Author
I am an author and contributor at the intersection of art and technology.
My writing began in the world of technology and design, where I authored and contributed to books focused on mobile development and product design. Writing instructional work required engagement with systems: how they are structured, how decisions get encoded into tools, and how seemingly neutral design choices shape behavior at scale. That early work trained me to think critically about infrastructure, process, and the invisible logic that governs how technology operates in everyday life.
Since then, my focus has expanded from how systems are built to what those systems produce culturally. I began writing essays that examined technology through the lenses of art, identity, ownership, and power, including contributions to anthologies such as On NFTs and Innovating Women. These pieces allowed me to explore how emerging technologies reshape authorship, access, and community, particularly for artists and underrepresented voices navigating digital and creative economies.
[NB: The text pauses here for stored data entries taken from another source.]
PR #16041, opened 2024-08-21
feat(SetTheory/Ordinal/Arithmetic): `Ordinal.toNat`

vihdzp:
A simple function sending ordinals less than `ω` to themselves, and anything else to `0`.

---

- [ ] depends on: #17758


Mathlib/SetTheory/Ordinal/Arithmetic.lean
```diff
@@ -2482,6 +2482,64 @@ theorem sup_mul_nat (o : Ordinal) : (sup fun n : ℕ => o * n) = o * ω := by
     exact sup_eq_zero_iff.2 fun n => zero_mul (n : Ordinal)
   · exact (mul_isNormal ho).apply_omega0
 
+/-- Converts an ordinal less than `ω` into a natural number, sending all infinite ordinals to zero.
+-/
+def toNat (o : Ordinal) : ℕ :=
+  if h : o < ω then Classical.choose (lt_omega0.1 h) else 0
```
urkud, line 2488: The projection `toENat` may have better properties, see https://leanprover-community.github.io/mathlib4_docs/Mathlib/SetTheory/Cardinal/ENat.html#Cardinal.toENat for `Cardinal` version. Also, what do you think about linking your functions to `Ordinal.card`, or even defining it as `o.card.toENat`?

vihdzp: I like this idea. I'll put these definitions in files `Ordinal.ENat` and `Ordinal.ToNat` the cardinal files.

Today, much of my writing appears through Proof of Culture, an ongoing essay series and forthcoming book that examines how culture is created, documented, preserved, and contested in the digital age. At its core is a simple premise: culture leaves evidence. From memes and reaction images to digital artworks, online communities, and blockchain records, contemporary culture produces traces that future generations may look to as evidence of who we were, what we valued, and how we communicated.
Through these essays, I explore questions of cultural memory, authorship, preservation, and power, with particular attention to digital art and the systems that shape its creation and circulation. The project asks what it means to preserve culture when so much of our collective experience now exists on platforms, in networks, and within digital archives that remain fragile, incomplete, or subject to disappearance.
My writing is informed by a broader practice that includes art-making, curation, collecting, community-building, and archival work. Across these disciplines, I return to the same central inquiry: who gets remembered, who gets erased, and who gets to define culture in the digital age.